What is required =
Reproduce the first line of the material below and each line after it, exactly, through the line containing "This is a simple", and give nothing more.

[Given information Boundary: Start]

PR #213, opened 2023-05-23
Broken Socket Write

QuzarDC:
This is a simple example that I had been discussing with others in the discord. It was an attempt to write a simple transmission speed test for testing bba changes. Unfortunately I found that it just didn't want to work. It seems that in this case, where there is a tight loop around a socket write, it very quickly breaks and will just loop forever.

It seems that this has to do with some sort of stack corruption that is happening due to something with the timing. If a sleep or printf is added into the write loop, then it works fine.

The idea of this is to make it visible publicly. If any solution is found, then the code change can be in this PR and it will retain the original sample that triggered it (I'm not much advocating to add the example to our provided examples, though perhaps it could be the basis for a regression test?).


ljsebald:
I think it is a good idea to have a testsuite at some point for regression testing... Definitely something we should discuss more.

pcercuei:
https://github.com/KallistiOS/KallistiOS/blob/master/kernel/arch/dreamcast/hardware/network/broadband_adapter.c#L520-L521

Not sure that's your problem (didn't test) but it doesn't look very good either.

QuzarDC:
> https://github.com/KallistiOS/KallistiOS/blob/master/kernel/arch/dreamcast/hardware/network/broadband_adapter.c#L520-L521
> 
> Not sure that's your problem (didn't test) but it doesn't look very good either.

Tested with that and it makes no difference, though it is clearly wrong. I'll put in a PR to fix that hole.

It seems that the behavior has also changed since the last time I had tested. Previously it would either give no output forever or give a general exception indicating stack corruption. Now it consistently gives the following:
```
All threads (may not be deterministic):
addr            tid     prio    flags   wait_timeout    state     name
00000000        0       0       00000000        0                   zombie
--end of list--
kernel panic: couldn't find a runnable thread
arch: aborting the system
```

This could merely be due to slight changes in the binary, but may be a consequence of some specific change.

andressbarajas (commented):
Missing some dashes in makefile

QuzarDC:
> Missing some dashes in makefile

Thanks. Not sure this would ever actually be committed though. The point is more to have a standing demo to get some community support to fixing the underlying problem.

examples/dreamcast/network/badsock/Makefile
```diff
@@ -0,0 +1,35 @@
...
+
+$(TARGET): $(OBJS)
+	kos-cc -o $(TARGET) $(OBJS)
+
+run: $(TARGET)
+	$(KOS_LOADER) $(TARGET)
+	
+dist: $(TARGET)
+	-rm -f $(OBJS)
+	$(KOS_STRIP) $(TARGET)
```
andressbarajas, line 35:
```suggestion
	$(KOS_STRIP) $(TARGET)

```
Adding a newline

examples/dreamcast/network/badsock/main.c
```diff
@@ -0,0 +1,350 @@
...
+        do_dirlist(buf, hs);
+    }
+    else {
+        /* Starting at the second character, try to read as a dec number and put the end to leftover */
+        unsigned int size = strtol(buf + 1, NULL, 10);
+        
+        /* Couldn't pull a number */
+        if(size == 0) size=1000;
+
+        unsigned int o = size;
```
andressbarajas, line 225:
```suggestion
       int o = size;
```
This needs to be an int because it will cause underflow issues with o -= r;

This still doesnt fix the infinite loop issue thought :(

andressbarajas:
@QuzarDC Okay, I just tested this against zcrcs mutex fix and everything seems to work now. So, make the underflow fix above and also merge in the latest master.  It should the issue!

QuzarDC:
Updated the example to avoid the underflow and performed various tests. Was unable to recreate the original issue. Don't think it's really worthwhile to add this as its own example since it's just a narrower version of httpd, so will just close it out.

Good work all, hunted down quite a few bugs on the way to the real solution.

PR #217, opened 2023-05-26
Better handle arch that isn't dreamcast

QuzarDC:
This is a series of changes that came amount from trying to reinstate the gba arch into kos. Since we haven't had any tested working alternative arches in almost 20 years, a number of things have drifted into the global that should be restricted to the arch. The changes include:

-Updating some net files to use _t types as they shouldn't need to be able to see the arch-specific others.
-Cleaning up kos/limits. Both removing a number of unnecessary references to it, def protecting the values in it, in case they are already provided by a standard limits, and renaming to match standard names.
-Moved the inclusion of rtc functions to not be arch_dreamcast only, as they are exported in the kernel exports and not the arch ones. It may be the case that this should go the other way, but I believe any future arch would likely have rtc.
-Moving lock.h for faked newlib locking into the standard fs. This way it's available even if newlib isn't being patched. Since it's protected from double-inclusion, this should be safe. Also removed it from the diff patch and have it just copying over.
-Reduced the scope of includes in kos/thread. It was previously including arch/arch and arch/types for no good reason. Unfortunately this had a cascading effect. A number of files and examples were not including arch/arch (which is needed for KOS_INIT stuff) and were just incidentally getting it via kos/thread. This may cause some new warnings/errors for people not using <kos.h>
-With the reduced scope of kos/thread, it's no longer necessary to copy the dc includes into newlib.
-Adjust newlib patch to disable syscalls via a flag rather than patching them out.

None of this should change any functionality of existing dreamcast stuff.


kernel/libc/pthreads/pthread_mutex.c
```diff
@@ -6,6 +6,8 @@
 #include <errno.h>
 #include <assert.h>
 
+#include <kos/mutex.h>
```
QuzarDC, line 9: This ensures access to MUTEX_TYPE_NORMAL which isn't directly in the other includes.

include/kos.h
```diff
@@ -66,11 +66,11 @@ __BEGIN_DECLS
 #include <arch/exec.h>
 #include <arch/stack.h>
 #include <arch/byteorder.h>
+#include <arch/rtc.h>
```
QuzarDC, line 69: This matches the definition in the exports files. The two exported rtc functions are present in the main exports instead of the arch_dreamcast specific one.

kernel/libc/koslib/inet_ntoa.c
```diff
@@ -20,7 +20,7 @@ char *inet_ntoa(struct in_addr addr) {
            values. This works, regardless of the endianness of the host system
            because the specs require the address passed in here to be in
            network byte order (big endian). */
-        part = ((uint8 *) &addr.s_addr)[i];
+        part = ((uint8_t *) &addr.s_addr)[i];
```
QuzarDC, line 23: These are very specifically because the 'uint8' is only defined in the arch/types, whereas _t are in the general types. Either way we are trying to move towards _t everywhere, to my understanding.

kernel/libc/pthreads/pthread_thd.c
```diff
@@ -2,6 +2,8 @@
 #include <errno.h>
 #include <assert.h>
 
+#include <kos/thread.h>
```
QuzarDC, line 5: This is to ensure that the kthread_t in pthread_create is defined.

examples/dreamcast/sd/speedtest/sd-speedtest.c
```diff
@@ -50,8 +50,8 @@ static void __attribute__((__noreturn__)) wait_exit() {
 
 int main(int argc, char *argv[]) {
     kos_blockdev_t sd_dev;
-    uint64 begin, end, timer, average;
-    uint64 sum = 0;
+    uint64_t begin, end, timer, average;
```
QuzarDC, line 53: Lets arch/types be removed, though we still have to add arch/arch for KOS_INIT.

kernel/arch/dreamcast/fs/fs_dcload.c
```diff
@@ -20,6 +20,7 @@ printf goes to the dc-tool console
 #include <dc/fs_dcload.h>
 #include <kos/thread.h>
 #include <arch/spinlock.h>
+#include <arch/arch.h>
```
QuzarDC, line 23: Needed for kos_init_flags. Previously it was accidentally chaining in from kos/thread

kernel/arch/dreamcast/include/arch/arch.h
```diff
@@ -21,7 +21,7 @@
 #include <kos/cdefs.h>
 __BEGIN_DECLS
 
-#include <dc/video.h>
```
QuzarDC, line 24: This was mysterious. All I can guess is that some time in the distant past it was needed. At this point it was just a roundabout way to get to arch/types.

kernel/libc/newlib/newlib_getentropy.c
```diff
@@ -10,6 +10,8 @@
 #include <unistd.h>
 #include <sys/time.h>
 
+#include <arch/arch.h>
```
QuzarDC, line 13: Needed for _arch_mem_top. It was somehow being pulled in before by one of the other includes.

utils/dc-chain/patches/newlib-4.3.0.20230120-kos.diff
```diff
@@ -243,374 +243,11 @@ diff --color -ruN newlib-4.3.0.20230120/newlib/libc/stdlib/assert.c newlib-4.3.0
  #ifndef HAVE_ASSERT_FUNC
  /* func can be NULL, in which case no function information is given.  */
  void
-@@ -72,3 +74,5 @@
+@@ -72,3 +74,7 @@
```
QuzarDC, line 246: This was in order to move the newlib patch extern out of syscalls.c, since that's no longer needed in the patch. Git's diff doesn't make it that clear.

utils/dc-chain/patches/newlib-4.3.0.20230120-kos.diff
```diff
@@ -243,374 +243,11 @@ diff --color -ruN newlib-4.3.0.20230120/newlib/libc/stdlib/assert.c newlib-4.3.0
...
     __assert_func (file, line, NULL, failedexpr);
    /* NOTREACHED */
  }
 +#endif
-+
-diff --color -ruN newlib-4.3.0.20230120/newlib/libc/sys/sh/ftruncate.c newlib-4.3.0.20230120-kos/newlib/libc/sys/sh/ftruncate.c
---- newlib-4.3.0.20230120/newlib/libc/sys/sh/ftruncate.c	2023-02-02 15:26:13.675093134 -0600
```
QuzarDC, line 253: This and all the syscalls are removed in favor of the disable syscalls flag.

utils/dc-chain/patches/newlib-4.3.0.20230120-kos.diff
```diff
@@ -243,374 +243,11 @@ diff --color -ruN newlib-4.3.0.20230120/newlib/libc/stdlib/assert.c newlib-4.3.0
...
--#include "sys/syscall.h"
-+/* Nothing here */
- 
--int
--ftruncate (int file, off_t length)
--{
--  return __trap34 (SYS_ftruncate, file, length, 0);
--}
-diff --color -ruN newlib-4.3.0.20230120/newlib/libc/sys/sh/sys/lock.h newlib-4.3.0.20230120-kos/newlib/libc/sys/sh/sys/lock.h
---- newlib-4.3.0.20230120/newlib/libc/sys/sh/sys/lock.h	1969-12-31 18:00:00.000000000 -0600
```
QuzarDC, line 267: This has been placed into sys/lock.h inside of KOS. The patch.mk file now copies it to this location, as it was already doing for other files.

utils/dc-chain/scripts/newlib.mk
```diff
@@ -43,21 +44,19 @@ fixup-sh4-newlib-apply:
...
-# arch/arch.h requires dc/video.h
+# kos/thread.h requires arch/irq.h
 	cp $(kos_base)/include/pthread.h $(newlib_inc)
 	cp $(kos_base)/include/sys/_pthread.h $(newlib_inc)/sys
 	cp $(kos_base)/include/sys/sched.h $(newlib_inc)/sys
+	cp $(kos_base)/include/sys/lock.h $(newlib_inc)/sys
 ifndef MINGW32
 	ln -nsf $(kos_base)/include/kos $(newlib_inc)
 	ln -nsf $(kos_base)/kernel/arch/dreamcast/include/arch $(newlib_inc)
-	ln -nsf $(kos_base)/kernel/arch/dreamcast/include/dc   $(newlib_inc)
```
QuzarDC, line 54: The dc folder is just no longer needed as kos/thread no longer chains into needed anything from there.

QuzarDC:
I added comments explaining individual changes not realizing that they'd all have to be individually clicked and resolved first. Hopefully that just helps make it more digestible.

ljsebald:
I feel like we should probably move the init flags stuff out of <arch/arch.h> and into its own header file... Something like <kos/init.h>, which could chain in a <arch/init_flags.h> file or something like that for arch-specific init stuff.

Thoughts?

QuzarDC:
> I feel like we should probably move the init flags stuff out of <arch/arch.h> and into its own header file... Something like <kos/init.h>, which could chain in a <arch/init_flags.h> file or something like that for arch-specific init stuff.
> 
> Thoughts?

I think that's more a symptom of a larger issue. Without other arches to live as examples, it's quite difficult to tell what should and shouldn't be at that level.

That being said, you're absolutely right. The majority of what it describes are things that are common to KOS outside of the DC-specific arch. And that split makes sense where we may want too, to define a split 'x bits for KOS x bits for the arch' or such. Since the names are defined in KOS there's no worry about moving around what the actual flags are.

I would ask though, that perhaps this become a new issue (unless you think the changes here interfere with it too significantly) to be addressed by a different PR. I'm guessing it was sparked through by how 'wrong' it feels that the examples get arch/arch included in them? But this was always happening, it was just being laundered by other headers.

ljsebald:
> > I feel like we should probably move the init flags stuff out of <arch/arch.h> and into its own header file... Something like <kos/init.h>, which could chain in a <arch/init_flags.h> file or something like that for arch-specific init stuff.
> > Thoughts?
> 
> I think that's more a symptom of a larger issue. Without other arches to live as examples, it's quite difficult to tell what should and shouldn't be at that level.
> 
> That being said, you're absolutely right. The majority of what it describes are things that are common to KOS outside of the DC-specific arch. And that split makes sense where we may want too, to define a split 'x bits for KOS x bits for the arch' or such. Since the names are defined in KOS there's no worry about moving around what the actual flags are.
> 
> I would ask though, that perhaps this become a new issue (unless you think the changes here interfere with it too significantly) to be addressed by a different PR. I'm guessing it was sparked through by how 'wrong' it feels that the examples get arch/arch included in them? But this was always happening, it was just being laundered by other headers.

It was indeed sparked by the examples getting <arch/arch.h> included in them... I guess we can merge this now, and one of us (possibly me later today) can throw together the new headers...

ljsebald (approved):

[Given information Boundary: End]

Your solution =
PR #213, opened 2023-05-23
Broken Socket Write

QuzarDC:
This is a simple example that I had been discussing with others in the discord. It was an attempt to write a simple transmission speed test for testing bba changes. Unfortunately I found that it just didn't want to work. It seems that in this case, where there is a tight loop around a socket write, it very quickly breaks and will just loop forever.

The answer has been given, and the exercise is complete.